Walter sat beside Madeline, locked his hands behind his thick head of salt-and-pepper hair and leaned back on two legs of his patio chair. “This,” he said, “is the good life.”

“Aren’t you divorced?” Alice asked.

“I am indeed.” Walter smiled and picked up his feet, his chair thudding as it steadied on all four legs. “Going on fourteen years now.”

Esther came back outside and placed a large bowl of salad, a loaf of home-baked bread, and four plates at the center of the table. Walter reached for a piece of tomato, but Esther swatted him away.

“You think I’d want to be married to someone with these table manners?” she said.

As Esther said grace, the four of them tilted their heads down, shutting their eyes.

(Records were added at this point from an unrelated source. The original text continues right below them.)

PR #15455, opened 2017-07-05
small cleanup in `metal/chains`

bekzod:


packages/ember-metal/lib/chains.js
```diff
@@ -185,23 +185,19 @@ class ChainNode {
...
-  }
+    }
     return ret;
   }
 
   // called on the root node of a chain to setup watchers on the specified
   // path.
   add(path) {
-    let paths = this._paths || (this._paths = {});
+    let paths = this._paths || (this._paths = Object.create(null));
```
krisselden: Needs to be measured. Object.create null puts object into dictionary (slow mode) which is fast if large but I think this tends to stay small.

bekzod: will revert this I think not super critical

krisselden (approved):

PR #15458, opened 2017-07-05
Refactor feature flag conditionals to appease babel-plugin-debug-macros.

rwjblue:
Due to issues with babel-plugin-debug-macros, these conditionals had to be rewritten.  

The fundamental issue upstream is that we [only check for very specific types of statements](https://github.com/chadhietala/babel-plugin-debug-macros/blob/11b5d056071bc2bff9062b65ff9c8db13ce8156c/src/lib/utils/macros.js#L58-L63) to replace with `true` or `false`.  I will create an issue over there to track fixing this properly, but for now this PR unblocks the release of 2.15 beta.

### DIFF
--- a/packages/container/lib/container.js
+++ b/packages/container/lib/container.js
@@ -160,17 +160,19 @@ Container.prototype = {
     if (options.source) {
       let expandedFullName = this.registry.expandLocalLookup(fullName, options);
       // if expandLocalLookup returns falsey, we do not support local lookup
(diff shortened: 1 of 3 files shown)


rwjblue:
Cross linking https://github.com/chadhietala/babel-plugin-debug-macros/issues/43 for future reference.

mixonic (approved):
LGTM. Thank you @rwjblue

mmun:
These flagging styles are supported now.

PR #15469, opened 2017-07-07
[BUGFIX lts] Ensure event dispatcher is a singleton

### LINKED ISSUE #440: Tagless components issue within routeless engines
It seems that there are some event binding issues when using tagless components within a routeless engine.

Repro: https://github.com/mike183/engines-tagless-component-issue

**Steps to reproduce**
1. Clone the above repo
2. `yarn`
3. `ember serve`
4. Navigate to `http://localhost:4200/`
5. Click `Route #1` link at the top of the page
6. Click the 'Click Me' button several times and observe the clicks counter increment
7. Click `Route #2` link at the top of the page
8. Click `Route #1` link at the top of the page
9. Click the 'Click Me' button again, you'll notice that it no longer increments the counter

When inspecting the 'Click Me' button in the Chrome inspector, it appears that events aren't being registered after the tagless component has been rendered, so I'm not exactly sure where the issue could be.

If you comment out [this line](https://github.com/mike183/engines-tagless-component-issue/blob/master/lib/routeless-engine/addon/components/tagless-component.js#L5), making the component no longer tagless, everything begins to work as expected.

mike183:
This PR fixes https://github.com/ember-engines/ember-engines/issues/440

I have added a test that follows the reproduction steps in the issue above, though the test isn't failing without the change, so I'm not sure if either I'm doing something wrong, or if there is something about the test environment which is masking the issue.

FWIW I have verified that this fix is working in the reproduction app via `yarn link`.

cc/ @rwjblue

### DIFF
--- a/packages/ember-glimmer/tests/integration/mount-test.js
+++ b/packages/ember-glimmer/tests/integration/mount-test.js
@@ -188,6 +188,48 @@ moduleFor('{{mount}} test', class extends ApplicationTest {
     });
   }
 
+  ['@test it declares the event dispatcher as a singleton']() {
+    this.router.map(function() {
+      this.route('engine-event-dispatcher-singleton');
+    });
+
+    let controller;
+    let component;
+
+    this.add('controller:engine-event-dispatcher-singleton', Controller.extend({
+      init() {
+        this._super(...arguments);
+        controller = this;
+      }
+    }));
+    this.addTemplate('engine-event-dispatcher-singleton', '{{mount "foo"}}');
+
+    this.add('engine:foo', Engine.extend({
+      router: null,
+      init() {
+        this._super(...arguments);
+        this.register('template:application', compile('<h2>Foo Engine: {{tagless-component}}</h2>', { moduleName: 'application' }));
+        this.register('component:tagless-component', Component.extend({
+          tagName: "",
+          init() {
+            this._super(...arguments);
+            component = this;
+          }
+        }));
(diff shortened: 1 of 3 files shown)


mike183:
Can somebody give CI a kick please 🙂

packages/ember-glimmer/tests/integration/mount-test.js
```diff
@@ -188,6 +188,56 @@ moduleFor('{{mount}} test', class extends ApplicationTest {
...
+    }));
+
+    return this.visit('/engine-teardown').then(() => {
+      this.assertComponentElement(this.firstChild, { content: 'Clicks: 0 <button id="increment-engine-total-clicks">Increment</button>' });
+
+      this.runTask(() => this.$("#increment-engine-total-clicks").click());
+
+      this.assertComponentElement(this.firstChild, { content: 'Clicks: 1 <button id="increment-engine-total-clicks">Increment</button>' });
+
+      return this.visit('/engine-teardown-engine').then(() => {
```
rwjblue: Can you swap this to using links that are clicked (instead of this.visit which I believe creates a new application instance)? Might help repro the original issue without the fix...

mike183:
Refactored the test to avoid multiple calls to `this.visit`, but I still can't seem to reproduce the issue in the test suite...

mike183:
So I managed to make a failing test for this 🎉

This should be ready for another review assuming CI is green once it finishes.

rwjblue:
Thank you!!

Alice peeked at Walter, who was nodding along as Esther conveyed gratitude for the meal. She thanked Demeter and Helios, the worms that kept the soil rich.

Alice’s eyes flicked back and forth between Walter and Esther, as she tried to comprehend how they could be so happily divorced.

“Everything was perfect until we got married,” Esther said, poking at her lettuce, deciding which piece to pierce first.

“Essie eats like she doesn’t trust her food, even when she makes it.”